For a processing operation, the demolition hammer is guided along an impact mechanism axis 18 by an operator via two handles 16 arranged on the outer housing 14. For processing a workpiece not shown, for example a concrete floor or the like, the demolition hammer 18 has an impact mechanism assembly 20 with an impact mechanism carrier 22 on which an electric motor 24, an eccentric assembly 26 and a mechanical impact mechanism 28 are arranged, the outer housing 14 surrounding the electric motor 24 and the eccentric assembly 26 of the impact mechanism assembly 20. The two handles 16 form a so-called T-handle due to their arrangement on the outer housing 14. However, it is also conceivable to use a D-handle, such as is commonly used as the main handle on rotary hammers, a combination of a T-handle and a D-handle or similar. The outer housing 14 essentially consists of two housing half-shells 30, whose connecting edges 32 run along the impact mechanism axis 18 and which are designed as a tongue-and-groove connection to prevent relative movements between the housing half-shells 28 and to simplify their installation. The two housing half-shells 30 of the outer housing 14 are held together by a plurality of screw connections, which can be screwed through through-holes 34 of one housing half-shell 30 into correspondingly positioned screw bosses 36 of the other housing half-shell 30.

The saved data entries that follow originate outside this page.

PR #59, opened 2026-02-17
Add ValidateKnownKeys to warn on unknown config keys

### LINKED ISSUE #58: [FEAT] Warn on unknown config keys in .plumber.yaml
Feel free to propose other implementation details.

If a user misspells a key in `.plumber.yaml` (e.g., `containerImageMustNotUseForbiddenTag` instead of `containerImageMustNotUseForbiddenTags`), the YAML parser silently ignores it and the control runs with defaults (disabled). This leads to confusing behavior where a user thinks they've configured a control but it's actually skipped.

After loading `.plumber.yaml`, compare the parsed YAML keys against the known set of valid control names. If unknown keys are found under controls:, print a warning:

`WARNING: Unknown control in .plumber.yaml: "containerImageMustNotUseForbiddenTag". Did you mean "containerImageMustNotUseForbiddenTags"?`

## **Implementation Hints**
This is just a proposition. Feel free to change.

- In `configuration/plumberconfig.go`, after `yaml.Unmarshal`, perform a second raw parse using `map[string]interface{}` to extract raw keys
- Compare the keys under controls against the known set: `containerImageMustNotUseForbiddenTags`, `containerImageMustComeFromAuthorizedSources`, etc.
- For unknown keys, use string similarity (e.g., Levenshtein distance) to suggest corrections
- Print warnings to stderr (not stdout, to avoid corrupting JSON output)
- This can be a standalone function like `ValidateKnownKeys(data []byte) []string`
- Must be easily extensible with new controls

## **Files Touched**
`configuration/plumberconfig.go` (add key validation function)
`cmd/analyze.go` (call validation and print warnings)

## **Why It's Valuable**

Prevents silent misconfiguration, which is the Number 1 source of confusion for compliance tools. This directly improves the user experience highlighted in issue #24  (Better error handling).

by22Jy:
## Description
This PR implements issue #58 by adding validation for unknown configuration keys in .plumber.yaml.

Fixes #58

## Changes Made
- Added `validControlKeys` list with all 8 known control names
- Added `levenshteinDistance()` function for fuzzy string matching
- Added `findClosestMatch()` function to suggest corrections
- Added `ValidateKnownKeys()` function to check for unknown keys

## Usage
The function returns warning messages like:
```
Unknown control in .plumber.yaml: "containerImageMustNotUseForbiddenTag". 
Did you mean "containerImageMustNotUseForbiddenTags"?
```

## Implementation Details
- Uses Levenshtein distance algorithm for typo detection
- Only suggests corrections if distance is reasonable (< half key length + 2)
- Returns warnings as []string for caller to print to stderr

## Benefits
- Prevents silent misconfiguration
- Helps users catch typos immediately
- Easy to extend with new controls

### DIFF
--- a/cmd/config.go
+++ b/cmd/config.go
@@ -21,7 +21,7 @@ var (
 	// config generate flags
 	configGenerateOutput string
 	configGenerateForce  bool
-// config validate flags
+	// config validate flags
 	configValidateFile string
 )
 
@@ -107,7 +107,7 @@ func init() {
 	rootCmd.AddCommand(configCmd)
 	configCmd.AddCommand(configViewCmd)
 	configCmd.AddCommand(configGenerateCmd)
-configCmd.AddCommand(configValidateCmd)
+	configCmd.AddCommand(configValidateCmd)
 
 	// config validate flags
 	configValidateCmd.Flags().StringVarP(&configValidateFile, "config", "c", ".plumber.yaml", "Path to configuration file")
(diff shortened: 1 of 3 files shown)


thomasboni:
@cursor review

PR #63, opened 2026-02-18
Warn unknown config keys

### LINKED ISSUE #56: [FEAT] config validate subcommand: Validate .plumber.yaml without running analysis
Users currently have no way to validate their `.plumber.yaml` configuration without running a full analysis (which requires a `GITLAB_TOKEN` and network access). If the config has a typo or missing required field, they only find out after the analysis attempt fails.

Add a `plumber config validate` subcommand that:

- Loads and parses the `.plumber.yaml` file
- Validates all required fields (e.g., enabled booleans, forbidden tags lists, access level ranges)
- Checks that requiredGroups and required expression are not both set
- Reports success or lists all validation errors

## **Implementation hints**

These are just ideas. Feel free to change the implementation.

Add `configValidateCmd` in `cmd/config.go` following the existing configViewCmd pattern

- Reuse `configuration.LoadPlumberConfig()` for parsing
- Instantiate each control's `GetConf()` method (e.g., `GitlabImageForbiddenTagsConf.GetConf()`) to trigger validation logic that already exists
- Return a list of all errors instead of failing on the first one
- Must be easy and obvious to extend when adding new controls

## **Files Touched**
`cmd/config.go` (new subcommand)

## **Why It's Valuable**
Enables fast local feedback during config authoring, especially useful in CI pipelines where a bad config wastes an entire pipeline run. Complements the existing config generate and config view commands.

Joseph94m:
Fixes #56 

Based on @by22Jy 's work in #59

### DIFF
--- a/cmd/config.go
+++ b/cmd/config.go
@@ -21,7 +21,7 @@ var (
 	// config generate flags
 	configGenerateOutput string
 	configGenerateForce  bool
-// config validate flags
+	// config validate flags
 	configValidateFile string
 )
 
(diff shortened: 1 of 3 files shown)


Joseph94m:
@by22Jy  check out my last commit to see what was misisng.

PR #69, opened 2026-02-23
feat(cmd): notify user when a newer version of plumber is available

### LINKED ISSUE #39: When the CLI runs, attempt to discover if a newer version is available
@thomasboni  I think we can mark this as a good first issue for new contributors.

Tell the user if a newer version is available when they user plumber to analyze their project.
This means:
- Identify the version that the user is using
- Perform a call to the github releases download page to fetch the most recent release
- if different, print a message that a new version is available with a link to the install/upgrade instructions in the readme
- The calls to the github releases page must be fail-fast: we do not want a large time-overhead for this. It either works or it doesn't

Note: For use cases using docker images (notably the gitlab component), the users can use images like 0, 0.1 or 0.1.3.
- 0.1.x is a fixed version and may be outdated if there is a 0.1.y where y > x
- 0.1 will always be up to date in terms of patches no matter what the 0.1.x or 0.1.y is. When we release 0.2 etc.. then it can be out of date
- 0 will always be up to date unless a major > 0 is out

We must take all these cases into account dynamically (not hard coded)
Use libraries like semver that know how to handle and compare versions.

Particular cases:
- What happens when the call fails because the user is running in air-gap env with only access to their gitlab repo? There shouldn't be a large time overhead.
- Do we want to display such a message in the CI/component or only as a CLI? If only as a cli then use the `CI` or `GITLAB_CI` gitlab [predefined env variable](https://docs.gitlab.com/ci/variables/predefined_variables/#predefined-variables) to know if we are in an CI or not

ak95asb:
## Summary

  Closes #39

  On every CLI invocation, plumber fetches the latest release tag from
  GitHub and prints an upgrade notice to stderr when a newer version is
  available.

  ## Behaviour

  - Runs as `PersistentPreRunE` — fires before every subcommand
  - **Skipped in CI** (`CI` / `GITLAB_CI` env vars set) — Docker-embedded
    binaries have no upgrade path at runtime
  - **Skipped for dev builds** (`Version == "dev"`) — no meaningful comparison
  - **Fail-fast**: 3s timeout; any network/parse error is silently ignored
    so air-gapped environments are never impacted
  - Uses the existing indirect dependency `github.com/hashicorp/go-version`
    for robust semver comparison — **no new dependencies added**

  ## Example output
  A newer version of plumber is available: v0.2.0 (you have v0.1.0)
  Upgrade instructions: https://github.com/getplumber/plumber#-installation

  ## Test plan
  - [ ] `go test ./cmd/... -run TestCheck` — 6 cases pass
    - CI skip guard
    - dev build skip guard
    - upgrade notice printed with correct version + URL
    - silent when up-to-date
    - silent when current is newer (pre-release builds)
    - silent on malformed version strings (no panic)

### DIFF
--- a/cmd/root.go
+++ b/cmd/root.go
@@ -1,14 +1,17 @@
 package cmd
 
 import (
+	"fmt"
 	"os"
+	"time"
 
 	"github.com/spf13/cobra"
 )
 
 var (
 	// Global flags
-	verbose bool
+	verbose   bool
+	updateMsg chan string
 )
 
 var rootCmd = &cobra.Command{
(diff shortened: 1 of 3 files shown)


ak95asb:
Great @Joseph94m, thanks for the prompt response. I have been coding for a long time but I am relatively new to Golang and Open Source in general. All advice/critique is welcome.
Thanks.

PR #178, opened 2026-05-21
feat(init): Interactive configuration generation when no config file

yodamad:
Rather than just display how to generate a config file when missing, propose user to do it

### DIFF
--- a/.gitignore
+++ b/.gitignore
@@ -37,6 +37,7 @@ Thumbs.db
 # Build output
 dist/
 build/
+plumber
 
 # Embedded config (copied from .plumber.yaml during build)
 internal/defaultconfig/default.yaml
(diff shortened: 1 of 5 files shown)


Joseph94m:
Hi @yodamad , what is the purpose of this PR? Are there any issues relating to it?

yodamad:
Hi @Joseph94m 

No issue
just when i tried Plumber without a config file, having just a log to tell me to run another command, make me feel it is not very confortable for end user. 
That's why I propose this change, so that if no config file, the CLI continues the flow and help you generate / init one and run the first scan. 

@thomasboni what do you think ?

Joseph94m:
Okay I see. I'll begin the review and let you know if i have any questions

Joseph94m (approved):

PR #196, opened 2026-05-22
fix(controls): treat moving major tags as a version span in advisory filter (ISSUE-703)

### LINKED ISSUE #195: bug(controls): known-vulnerable-action false-positives on major-version tag refs (ISSUE-703)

The electric motor 24 is controlled by control or regulating electronics of an electronics unit 25, which is also accommodated in the outer housing 14 but is not shown in greater detail, via a main switch 38 preferably arranged on at least one of the handles 16, in order to influence its speed and/or torque. If the electric motor 24 is designed as an EC or BLDC motor, the speed and/or torque is generally influenced by the control or regulation electronics via pulse width modulated (PWM) control of the power electronics of the electronics unit 25, which is not shown in detail. Since such a PWM control and the associated electronic components are known to the person skilled in the art, this will not be discussed further. Instead of a brushless electric motor, a conventional brushed DC motor, an AC motor or the like with a corresponding upstream electronics unit 25 can be used as an alternative. The electric motor 24 drives the eccentric assembly 26 by way of a motor shaft 42 (see FIG. 4) arranged along a motor axis 40 via a gearbox 44, which is not shown in detail, in such a way that the rotary movement of the motor shaft 42 is converted into a linearly oscillating movement of an impact piston 50 along the impact mechanism axis 18 via an eccentric wheel 46 provided with an external toothing and a connecting rod 48 of the eccentric assembly 26 driven thereby (see also FIG. 7). The impact piston 50 then strikes an insert tool 54, which is accommodated in a tool receptacle 52 and is designed as a chisel in the present exemplary embodiment, in a pulsed manner to machine the workpiece. The motor axis 40 and the impact mechanism axis 18 of the demolition hammer 10 are arranged essentially at right angles to each other. The term “essentially” should be understood to mean that a deviation from the right angle is not immediately recognizable to the naked eye without further aids. Instead of a right-angled arrangement, it is also conceivable that the motor axis 40 and the impact mechanism axis 18 are arranged at an angle of 45° to 135° to each other, depending on the design of the hand-held power tool 12.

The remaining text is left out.